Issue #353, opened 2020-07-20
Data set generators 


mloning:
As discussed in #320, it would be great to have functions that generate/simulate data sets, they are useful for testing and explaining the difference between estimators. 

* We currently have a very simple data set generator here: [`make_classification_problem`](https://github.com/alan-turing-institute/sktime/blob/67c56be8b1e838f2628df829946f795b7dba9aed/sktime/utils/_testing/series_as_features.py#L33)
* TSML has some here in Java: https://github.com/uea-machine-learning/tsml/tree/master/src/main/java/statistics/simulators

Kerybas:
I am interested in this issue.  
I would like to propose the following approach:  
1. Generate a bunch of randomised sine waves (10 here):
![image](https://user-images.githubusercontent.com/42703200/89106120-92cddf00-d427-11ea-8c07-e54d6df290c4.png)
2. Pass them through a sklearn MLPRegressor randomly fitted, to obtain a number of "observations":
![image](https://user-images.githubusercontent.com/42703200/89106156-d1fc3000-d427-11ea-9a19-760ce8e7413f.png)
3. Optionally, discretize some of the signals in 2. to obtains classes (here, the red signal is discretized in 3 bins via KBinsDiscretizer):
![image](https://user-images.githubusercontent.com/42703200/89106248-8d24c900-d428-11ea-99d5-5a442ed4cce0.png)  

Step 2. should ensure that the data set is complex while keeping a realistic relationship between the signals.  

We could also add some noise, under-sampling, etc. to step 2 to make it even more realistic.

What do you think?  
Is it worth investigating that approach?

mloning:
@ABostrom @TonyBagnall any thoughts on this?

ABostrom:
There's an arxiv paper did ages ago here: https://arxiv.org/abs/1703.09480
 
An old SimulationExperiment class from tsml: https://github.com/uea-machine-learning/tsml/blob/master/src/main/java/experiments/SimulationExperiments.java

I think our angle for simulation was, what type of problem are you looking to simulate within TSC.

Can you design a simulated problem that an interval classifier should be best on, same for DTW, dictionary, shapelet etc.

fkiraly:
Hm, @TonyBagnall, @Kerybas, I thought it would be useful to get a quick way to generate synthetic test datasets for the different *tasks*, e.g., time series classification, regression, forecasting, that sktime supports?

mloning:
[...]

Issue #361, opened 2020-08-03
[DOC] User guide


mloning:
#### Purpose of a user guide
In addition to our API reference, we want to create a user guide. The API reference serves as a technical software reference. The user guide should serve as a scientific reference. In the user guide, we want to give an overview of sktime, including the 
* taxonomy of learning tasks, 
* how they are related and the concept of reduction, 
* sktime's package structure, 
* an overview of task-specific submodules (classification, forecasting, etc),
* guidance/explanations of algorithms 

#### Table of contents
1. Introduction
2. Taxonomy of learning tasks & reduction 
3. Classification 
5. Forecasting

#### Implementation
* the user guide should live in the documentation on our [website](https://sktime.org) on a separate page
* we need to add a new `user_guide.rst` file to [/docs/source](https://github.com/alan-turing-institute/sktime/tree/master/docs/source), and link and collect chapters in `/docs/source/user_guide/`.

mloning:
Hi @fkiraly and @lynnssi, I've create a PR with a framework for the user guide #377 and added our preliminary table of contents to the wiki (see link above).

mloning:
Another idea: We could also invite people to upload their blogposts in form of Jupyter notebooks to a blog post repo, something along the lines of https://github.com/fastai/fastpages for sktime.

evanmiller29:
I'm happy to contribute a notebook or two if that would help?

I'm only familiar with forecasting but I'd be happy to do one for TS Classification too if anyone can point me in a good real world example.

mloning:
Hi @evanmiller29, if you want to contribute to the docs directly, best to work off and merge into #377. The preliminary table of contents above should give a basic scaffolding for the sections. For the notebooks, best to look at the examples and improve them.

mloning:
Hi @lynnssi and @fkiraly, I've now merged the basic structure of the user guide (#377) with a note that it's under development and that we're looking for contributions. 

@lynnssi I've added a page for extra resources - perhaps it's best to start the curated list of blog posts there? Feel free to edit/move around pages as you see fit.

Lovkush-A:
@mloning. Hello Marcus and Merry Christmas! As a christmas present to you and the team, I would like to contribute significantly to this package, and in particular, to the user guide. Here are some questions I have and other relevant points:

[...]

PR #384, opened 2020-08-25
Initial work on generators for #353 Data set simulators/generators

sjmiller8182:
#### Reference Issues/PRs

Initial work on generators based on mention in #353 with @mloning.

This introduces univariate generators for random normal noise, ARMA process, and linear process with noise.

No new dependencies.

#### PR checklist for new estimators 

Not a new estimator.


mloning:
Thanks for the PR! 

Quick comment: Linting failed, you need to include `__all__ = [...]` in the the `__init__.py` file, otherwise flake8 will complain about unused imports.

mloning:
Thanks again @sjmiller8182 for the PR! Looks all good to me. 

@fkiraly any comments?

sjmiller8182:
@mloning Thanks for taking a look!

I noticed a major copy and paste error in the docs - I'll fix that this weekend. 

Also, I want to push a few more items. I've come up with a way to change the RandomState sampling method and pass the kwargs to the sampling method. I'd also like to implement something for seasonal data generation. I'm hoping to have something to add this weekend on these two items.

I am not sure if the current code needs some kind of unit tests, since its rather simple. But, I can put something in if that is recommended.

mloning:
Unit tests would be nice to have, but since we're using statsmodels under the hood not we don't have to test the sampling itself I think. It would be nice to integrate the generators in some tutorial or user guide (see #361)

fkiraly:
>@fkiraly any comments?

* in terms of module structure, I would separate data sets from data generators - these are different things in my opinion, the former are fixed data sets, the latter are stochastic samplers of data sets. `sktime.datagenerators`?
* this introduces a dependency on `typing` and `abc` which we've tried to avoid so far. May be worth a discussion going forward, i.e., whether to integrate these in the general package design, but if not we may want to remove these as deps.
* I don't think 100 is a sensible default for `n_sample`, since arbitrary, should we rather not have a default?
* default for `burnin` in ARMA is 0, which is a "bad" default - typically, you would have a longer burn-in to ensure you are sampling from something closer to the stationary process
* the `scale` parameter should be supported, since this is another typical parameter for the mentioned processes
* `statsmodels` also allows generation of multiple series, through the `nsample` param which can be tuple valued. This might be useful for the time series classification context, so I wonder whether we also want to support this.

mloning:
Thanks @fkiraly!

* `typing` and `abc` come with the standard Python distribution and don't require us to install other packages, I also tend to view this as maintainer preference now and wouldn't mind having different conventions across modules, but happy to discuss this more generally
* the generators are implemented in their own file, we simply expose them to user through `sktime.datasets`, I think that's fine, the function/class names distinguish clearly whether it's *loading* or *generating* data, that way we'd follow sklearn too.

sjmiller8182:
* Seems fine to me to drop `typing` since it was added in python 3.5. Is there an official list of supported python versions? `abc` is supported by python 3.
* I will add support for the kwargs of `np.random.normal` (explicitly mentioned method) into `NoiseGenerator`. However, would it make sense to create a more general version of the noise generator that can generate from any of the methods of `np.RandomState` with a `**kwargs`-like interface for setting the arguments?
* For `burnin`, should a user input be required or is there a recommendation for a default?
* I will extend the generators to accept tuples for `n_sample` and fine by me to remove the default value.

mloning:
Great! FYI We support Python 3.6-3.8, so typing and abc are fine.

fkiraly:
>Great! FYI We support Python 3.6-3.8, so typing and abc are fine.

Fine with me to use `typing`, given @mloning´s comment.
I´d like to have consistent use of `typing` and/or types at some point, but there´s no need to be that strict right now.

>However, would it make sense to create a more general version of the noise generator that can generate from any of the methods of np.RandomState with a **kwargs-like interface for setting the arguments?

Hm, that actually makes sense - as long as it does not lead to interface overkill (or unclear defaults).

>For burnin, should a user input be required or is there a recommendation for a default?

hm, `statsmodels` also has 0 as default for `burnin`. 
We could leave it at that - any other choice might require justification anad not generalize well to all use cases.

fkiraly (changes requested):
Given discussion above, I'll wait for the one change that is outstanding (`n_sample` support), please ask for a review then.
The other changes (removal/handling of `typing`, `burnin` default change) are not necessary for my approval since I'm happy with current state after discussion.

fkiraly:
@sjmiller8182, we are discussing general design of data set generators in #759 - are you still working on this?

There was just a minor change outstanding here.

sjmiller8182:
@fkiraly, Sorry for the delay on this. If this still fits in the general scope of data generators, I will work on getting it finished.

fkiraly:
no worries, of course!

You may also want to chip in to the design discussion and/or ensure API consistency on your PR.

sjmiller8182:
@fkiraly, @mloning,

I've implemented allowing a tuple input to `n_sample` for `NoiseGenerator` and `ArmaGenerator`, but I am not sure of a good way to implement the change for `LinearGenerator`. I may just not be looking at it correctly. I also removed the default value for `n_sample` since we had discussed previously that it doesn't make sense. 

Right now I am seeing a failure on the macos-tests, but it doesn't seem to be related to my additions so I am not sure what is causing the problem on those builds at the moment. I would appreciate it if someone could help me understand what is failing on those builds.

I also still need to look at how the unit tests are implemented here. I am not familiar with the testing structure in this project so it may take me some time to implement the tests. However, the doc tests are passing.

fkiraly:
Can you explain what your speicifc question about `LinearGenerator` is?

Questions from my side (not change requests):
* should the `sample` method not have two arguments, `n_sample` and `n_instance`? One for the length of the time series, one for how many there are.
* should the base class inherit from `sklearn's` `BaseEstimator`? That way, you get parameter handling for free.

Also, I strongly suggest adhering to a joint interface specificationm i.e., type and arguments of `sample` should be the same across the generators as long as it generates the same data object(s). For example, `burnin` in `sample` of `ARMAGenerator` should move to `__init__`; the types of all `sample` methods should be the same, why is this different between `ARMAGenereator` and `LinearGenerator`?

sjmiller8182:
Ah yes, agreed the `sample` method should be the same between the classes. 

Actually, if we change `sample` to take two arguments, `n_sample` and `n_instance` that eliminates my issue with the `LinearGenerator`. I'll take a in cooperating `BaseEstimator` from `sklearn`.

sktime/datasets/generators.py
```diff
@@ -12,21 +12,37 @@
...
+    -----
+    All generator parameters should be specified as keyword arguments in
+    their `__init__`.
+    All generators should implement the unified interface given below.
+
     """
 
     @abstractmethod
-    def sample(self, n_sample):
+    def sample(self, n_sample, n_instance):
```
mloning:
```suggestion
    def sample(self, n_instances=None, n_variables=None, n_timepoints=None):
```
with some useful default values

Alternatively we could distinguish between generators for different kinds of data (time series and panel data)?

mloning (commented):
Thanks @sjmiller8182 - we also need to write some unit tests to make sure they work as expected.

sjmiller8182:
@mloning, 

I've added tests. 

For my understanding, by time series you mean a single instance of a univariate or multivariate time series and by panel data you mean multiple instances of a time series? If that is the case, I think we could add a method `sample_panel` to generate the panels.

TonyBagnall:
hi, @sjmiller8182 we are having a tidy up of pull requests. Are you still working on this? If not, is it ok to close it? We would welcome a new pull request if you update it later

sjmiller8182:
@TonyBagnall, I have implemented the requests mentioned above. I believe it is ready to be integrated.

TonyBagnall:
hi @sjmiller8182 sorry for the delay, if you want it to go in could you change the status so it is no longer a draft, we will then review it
================
▶ **PROBLEM**
Where does the word "contents" appear in the listing above? Copy every line that holds it.

▶ **RESULT FOR THIS EXERCISE**
#### Table of contents
Hi @fkiraly and @lynnssi, I've create a PR with a framework for the user guide #377 and added our preliminary table of contents to the wiki (see link above).
Hi @evanmiller29, if you want to contribute to the docs directly, best to work off and merge into #377. The preliminary table of contents above should give a basic scaffolding for the sections. For the notebooks, best to look at the examples and improve them.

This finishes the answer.